BrokersEDGE Commodity updates 6-11-18

E-mini S&P (September)

Last week’s close: Settled at 2682.50, up 6.50 on Friday and up 44.25 on the week

Fundamentals: Major U.S benchmarks are unchanged this morning with geopolitics in focus. The economic calendar is bare to start the busiest week of the year and the world awaits President Trump’s groundbreaking meeting with North Korean dictator Kim Jung Un this evening in Singapore. Markets finished Friday on a strong note and saw leadership from Consumer Staples and Health Care. Financials put in a strong week last week, recovering from the prior. While the XLF faces some technical headwinds, it will be a key sector to keep an eye on this sector as we expect tremendous volatility in yields with central banks in focus. Also, there is a 10-year auction at noon CT today. Lastly, Apple lost 0.9% on Friday due to disappointing parts orders, if it struggles early it could be a leader in risk-off sentiment.

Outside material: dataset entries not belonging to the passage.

PR #502, opened 2018-04-17
Improve trio.Path.iterdir

### LINKED ISSUE #501: trio.Path.iterdir wrapping is broken
Given `pathlib.Path.iterdir` returns a generator that does IO access on each iteration, `trio.Path.iterdir` is currently broken given it currently only generates the generator asynchronously (which I suppose is pointless given there is no need for IO at generator creation)

The solution would be to modify  `trio.Path.iterdir` to return an async generator, however this means creating a special case given the current implementation is only an async wrapper on `pathlib.Path.iterdir`.

touilleMan:
Closes #501

### DIFF
--- a/trio/_path.py
+++ b/trio/_path.py
@@ -128,6 +128,19 @@ class Path(metaclass=AsyncAutoWrapperType):
 
         self._wrapped = pathlib.Path(*args)
 
+    async def iterdir(self):
+        """
+        Almost (see below) like :meth:`iterdir.Path.iterdir`, but async.
+
+        Unlike :meth:`iterdir.Path.iterdir`, this method loads the entire
+        directory in memory once, then iter over it.
+        """
+        def _load_items():
+            return list(self._wrapped.iterdir())
+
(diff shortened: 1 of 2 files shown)


trio/_path.py
```diff
@@ -128,6 +128,19 @@ def __init__(self, *args):
 
         self._wrapped = pathlib.Path(*args)
 
+    async def iterdir(self):
+        """
+        Almost (see below) like :meth:`iterdir.Path.iterdir`, but async.
+
+        Unlike :meth:`iterdir.Path.iterdir`, this method loads the entire
```
Fuyukai: Did you mean `pathlib.Path.iterdir`?

touilleMan: Good catch ^^

njsmith:
Code looks good to me. I edited the docstring, and also edited your initial comment to say "closes #501 ", so when this is merged it will automagically close the issue.

Please go ahead and merge after confirming you like my edited docstring :-)

touilleMan:
Your comments&docstrings are always the best anyway ;-)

Technicals: Our Neutral Bias approach on Friday emphasized that there are trading opportunities from either side. Friday’s strong close cannot go ignored but we do feel the upside is becoming limited in the very near term. The slightly lower open last night gives a solid line in the sand for a marginal Neutral/Bullish Bias. First key support comes in at 2771.75-2774.75; a move below here today will completely neutralize all of Friday’s strength. Furthermore, a move below our minor level at 2766.75-2767.50 will give the bears an edge in the very immediate term. While the bulls do have an edge this morning, if price action holds or trades above 2782.50-2786.75, further buying is likely to come to the table and a close out above here will make our Bias more Bullish.

Bias: Neutral/Bullish

Resistance: 2782.50-2786.75*, 2807.25-2814.25****, 2849.75***

Support: 2771.25-2774.75**, 2766.75-2767.50*, 2755.75-2757.50**, 2745.50-2746.75***, 2732.75**, 2720.25-2724.75***, 2716.75**

 

 

Crude Oil (July)

Last week’s close: Settled at 65.75, down 0.21 on Friday and down 0.07 on the week.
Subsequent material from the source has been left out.